Exercise details: Extract exactly those lines that lie between the start of the material and the line with "### LINKED ISSUE #11349: Run", including both boundary lines and no others.

Data records:

PR #11568, opened 2022-07-22
[installer-tests] Support tests against multiple version of k8s and ubuntu images

### LINKED ISSUE #11272: Customise operating system images - test on specific ubuntu version

### LINKED ISSUE #11349: Run automated self-hosted tests on all supported Kubernetes versions
Expand our test suite to run on all supported Kubernetes versions as defined in our [documentation](https://www.gitpod.io/docs/self-hosted/latest/cluster-set-up#supported-kubernetes-distributions).

nandajavarma:
## Description

This PR parameterize  the version of node image when possible and version of kubernetes. The node images are not configurable easily on managed self-hosted instances. We can only use the supported images corresponding to the Kubernetes version we are using. Hence the all supported ubuntu versions are tested only in the k3s setup.

## Related Issue(s)

Fixes #11349 
Fixes #11272 

## How to test

One can use any of the suggested commands in this [internal document](https://www.notion.so/gitpod/Self-hosted-automated-nightly-test-pipelines-fdc5a202e67b4197aa00d93b98d57927) to test.

## Release Notes

```release-note
NONE
```

## Werft options:

- [ ] /werft with-preview

### DIFF
--- a/install/infra/terraform/aks/kubernetes.tf
+++ b/install/infra/terraform/aks/kubernetes.tf
@@ -1,8 +1,3 @@
-data "azurerm_kubernetes_service_versions" "k8s" {
-  location        = azurerm_resource_group.gitpod.location
-  include_preview = false
-}
-
 resource "azurerm_role_assignment" "k8s" {
   count = var.dns_enabled ? 1 : 0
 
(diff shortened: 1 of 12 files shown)


install/infra/terraform/aks/kubernetes.tf
```diff
@@ -20,37 +15,37 @@ resource "azurerm_role_assignment" "k8s_reader" {
...
-
-  kubernetes_version               = data.azurerm_kubernetes_service_versions.k8s.latest_version
+  name                            = format(local.name_format, local.location, "primary")
+  location                        = azurerm_resource_group.gitpod.location
+  resource_group_name             = azurerm_resource_group.gitpod.name
+  dns_prefix                      = "gitpod"
+  tags                            = {}
+  api_server_authorized_ip_ranges = []
+
+  kubernetes_version               = var.cluster_version
```
MrSimonEmms, line 25: I have a feeling that this may break in time. Azure tend to remove versions of k8s at fairly short notice, which is why the `data "azurerm_kubernetes_service_versions"` is the recommended way of getting the versions. You can use a [version_prefix](https://registry.terraform.io/providers/hashicorp/azurerm/latest/docs/data-sources/kubernetes_service_versions#version_prefix) as well

My suggestion is to keep this change as you've done it, but do so in the knowledge that we may have to change it in the future.

MrSimonEmms (approved):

Result for this task:
PR #11568, opened 2022-07-22
[installer-tests] Support tests against multiple version of k8s and ubuntu images

### LINKED ISSUE #11272: Customise operating system images - test on specific ubuntu version

### LINKED ISSUE #11349: Run automated self-hosted tests on all supported Kubernetes versions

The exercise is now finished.